▸ EXERCISE REQUIREMENTS: The answer must consist of every line from the entries that holds the word "README".

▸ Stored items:
PR #110, opened 2016-06-16
Set ansible variables for postfix_queue role.

mtyaka:
When external SMTP host is defined in settings, populate `POSTFIX_QUEUE_*` ansible vars when  provisioning app servers.

In addition to merely passing the SMTP server settings to postfix, we also set it up to rewrite the sender address to use a fixed domain defined in the settings, that has been pre-validated and authorized as
a sending domain in AuthSMTP.
The local part of the rewritten address (part before @) is the instance domain, so the rewritten From address looks something like:
```
pr123.opencraft.hosting@opencraft.hosting
```
or when using external LMS domain:
```
courses.mydomain.com@opencraft.hosting
```
The original sender address is copied into the `Reply-To` header.

**Testing**

Add the following settings to your `.env` file (replace username and password with valid values):
```python
INSTANCE_SMTP_RELAY_HOST='mail.authsmtp.com'
INSTANCE_SMTP_RELAY_PORT=587
INSTANCE_SMTP_RELAY_USERNAME='xxx'
INSTANCE_SMTP_RELAY_PASSWORD='xxx'
INSTANCE_SMTP_RELAY_SENDER_DOMAIN='plebia.org'
```
I'm using `plebia.org` as the sender domain because it has already been validated in our AuthSMTP account.

Restart the IM and provision a new instance. The configuration playbook you will be using should include the postfix_queue role. I've been using this one: https://github.com/open-craft/configuration/blob/stgallen/playbooks/edx_sandbox.yml

Check that combined vars include the `POSTFIX_QUEUE_*` variables set to expected values.

When the instance finishes provisioning, sign up in the LMS to receive the activation email. The email should come from a `@plebia.org` email address, but if you hit "reply to", it should reploy to the original instance's email setting (as defined by `instance.email`).

### DIFF
--- a/README.md
+++ b/README.md
@@ -176,11 +176,11 @@ flavor:
 
 ### Application settings
 
-* `DEBUG` Turn on debug mode. Use in development only (default: False)
-* `SECRET_KEY` Set this to something unique and keep it secret (required)
-* `DATABASE_URL` Your database, e.g. `postgres://localhost/opencraft` (required)
-* `REDIS_URL` (default: `redis://localhost:6379/`)
-* `HUEY_ALWAYS_EAGER` Set to True to run huey tasks synchronously, in the web
+* `DEBUG`: Turn on debug mode. Use in development only (default: False)
+* `SECRET_KEY`: Set this to something unique and keep it secret (required)
+* `DATABASE_URL`: Your database, e.g. `postgres://localhost/opencraft` (required)
+* `REDIS_URL`: (default: `redis://localhost:6379/`)
+* `HUEY_ALWAYS_EAGER`: Set to True to run huey tasks synchronously, in the web
   process. Use in development only (default: False)
 * `LOGGING_ROTATE_MAX_KBYTES`: The max size of each log file (in KB, default: 10MB)
 * `LOGGING_ROTATE_MAX_FILES`: The max number of log files to keep (default: 60)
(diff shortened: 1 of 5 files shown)


instance/models/openedx_appserver.py
```diff
@@ -222,6 +223,22 @@ def create_lms_user_settings(self):
         template = loader.get_template(self.LMS_USER_VARS_TEMPLATE)
         return template.render(dict(lms_users=self.lms_users.all()))
 
+    def smtp_relay_settings(self):
```
itsjeyd: @mtyaka I think we could make this a `@property` (just like `github_admin_username_list`).

instance/models/openedx_appserver.py
```diff
@@ -208,6 +208,7 @@ def create_configuration_settings(self):
             # querying the Github API twice), we pass it as a context variable.
             'github_admin_username_list': self.github_admin_username_list,
             'newrelic_license_key': settings.NEWRELIC_LICENSE_KEY,
+            'smtp_relay_settings': self.smtp_relay_settings
```
itsjeyd: @mtyaka I'm wondering if we need to pass these settings as a separate context variable here. According to the comment above, there's a specific reason for doing this for `github_admin_username_list`; but to obtain `smtp_relay_settings` we're just reading configuration variables. So I think it would make sense to remove this line and reference `smtp_relay_settings` as `appserver.smtp_relay_settings` in the template. (That would also make it immediately obvious where the settings come from when reading just the template.)

instance/tests/models/test_openedx_instance.py
```diff
@@ -240,6 +240,36 @@ def test_newrelic_configuration(self, mocks, mock_provision):
...
+        self.assertEqual(configuration_vars['POSTFIX_QUEUE_EXTERNAL_SMTP_HOST'], 'smtp.myhost.com')
+        self.assertEqual(configuration_vars['POSTFIX_QUEUE_EXTERNAL_SMTP_PORT'], '2525')
+        self.assertEqual(configuration_vars['POSTFIX_QUEUE_EXTERNAL_SMTP_USER'], 'smtpuser')
+        self.assertEqual(configuration_vars['POSTFIX_QUEUE_EXTERNAL_SMTP_PASSWORD'], 'smtppass')
+        self.assertEqual(configuration_vars['POSTFIX_QUEUE_HEADER_CHECKS'], '/^From:(.*)$/   PREPEND Reply-To:$1')
+        self.assertEqual(
+            configuration_vars['POSTFIX_QUEUE_SENDER_CANONICAL_MAPS'],
+            'test.postfix@myinstance.org  lms.myinstance.org@opencraft.hosting'
+        )
+
```
itsjeyd: @mtyaka I think you could put this test in `test_openedx_appserver.py` (since the code above treats SMTP relay settings as appserver-level settings).

README.md
```diff
@@ -243,6 +243,20 @@ flavor:
...
+### External SMTP service settings
+
+If you want to use an external SMTP service for sending email from app servers,
+set the following configuration variables:
+
+* `INSTANCE_SMTP_RELAY_HOST` External SMTP host
+* `INSTANCE_SMTP_RELAY_PORT` External SMTP port
+* `INSTANCE_SMTP_RELAY_USERNAME`: External SMTP provider username
+* `INSTANCE_SMTP_RELAY_PASSWORD`: External SMTP provider password
+* `INSTANCE_SMTP_RELAY_SENDER_DOMAIN`: When using external SMTP provider, email
```
itsjeyd: @mtyaka I think it's awesome that you started putting colons after names of settings! This has been bugging me for a while :) It's a small thing, but IMHO it does improve readability. If you could do that consistently for all settings, that would be great! (If you don't have time, that's fine as well -- just make sure to be consistent within this section in that case.)

instance/models/openedx_appserver.py
mtyaka: @itsjeyd Good idea, done.

instance/models/openedx_appserver.py
mtyaka: @itsjeyd We are accessing that dict of settings six times in the template. I know it probably has zero practical impact on performance, but constructing the dict of settings six times just to read out one entry still bothers me.

I remembered about django's `{% with %}` tag which I believe was designed for these kind of use-cases (caching variables in templates), so I used it for smtp relay settings, as well as github admin usernames. It makes the vars template more noisy, but I like the fact that it's obvious where the values are coming from just by looking at the template.

instance/tests/models/test_openedx_instance.py
mtyaka: @itsjeyd Good point, I moved the test and added another one for the case where SMTP relay is not configured.

README.md
mtyaka: @itsjeyd lol, I have no idea how I managed to start without colons and then start adding them half way through the list. I added colon to all settings, it really makes the text more readable.

instance/models/openedx_appserver.py
itsjeyd: @mtyaka That's a great solution! Makes the code in `create_configuration_settings` much nicer, I like it :)

itsjeyd:
@mtyaka :+1:

instance/models/openedx_appserver.py
```diff
@@ -204,9 +204,6 @@ def create_configuration_settings(self):
         vars_str = template.render({
             'appserver': self,
             'instance': self.instance,
-            # This property is needed twice in the template.  To avoid evaluating it twice (and
-            # querying the Github API twice), we pass it as a context variable.
-            'github_admin_username_list': self.github_admin_username_list,
```
antoviaque: @mtyaka Thanks for that cleanup! : )

PR #111, opened 2016-06-20
Use production playbook

omarkhan:
https://github.com/edx/configuration/pull/3118 adds an `edx_production.yml` playbook specifically designed to deploy production instances. This pull request modifies the Instance Manager to use the new playbook.


pomegranited:
PR irrelevant with changes to Ocim and edx:configuration that allow use of custom playbooks.

PR #124, opened 2016-07-25
Only install Django Debug Toolbar when in debugging mode.

smarnach:
The toolbar mostly disables itself when Django is not in debugging mode, but it still leaks some memory in that case.  In particular, the LoggingCollector collects all log messages in memory unconditionally, leading to a small but continuous memory leak.  The debug_toolbar app is also installed on all Huey workers, where it is essentially useless even when in debug mode.

### DIFF
--- a/opencraft/settings.py
+++ b/opencraft/settings.py
@@ -94,8 +94,10 @@ INSTALLED_APPS = (
     'huey.contrib.djhuey',
     'swampdragon',
     'simple_email_confirmation',
-    'debug_toolbar',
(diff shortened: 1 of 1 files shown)


haikuginger:
This looks good to me. Conditional :+1: once you change it to `+= ('debug_toolbar',)`

smarnach:
@haikuginger Thanks for the quick review!  And that's an embarassing bug you found.  I only tested it with `DEBUG = False`, so I didn't notice…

▸ ANSWER BOX:
--- a/README.md
+++ b/README.md
README.md
README.md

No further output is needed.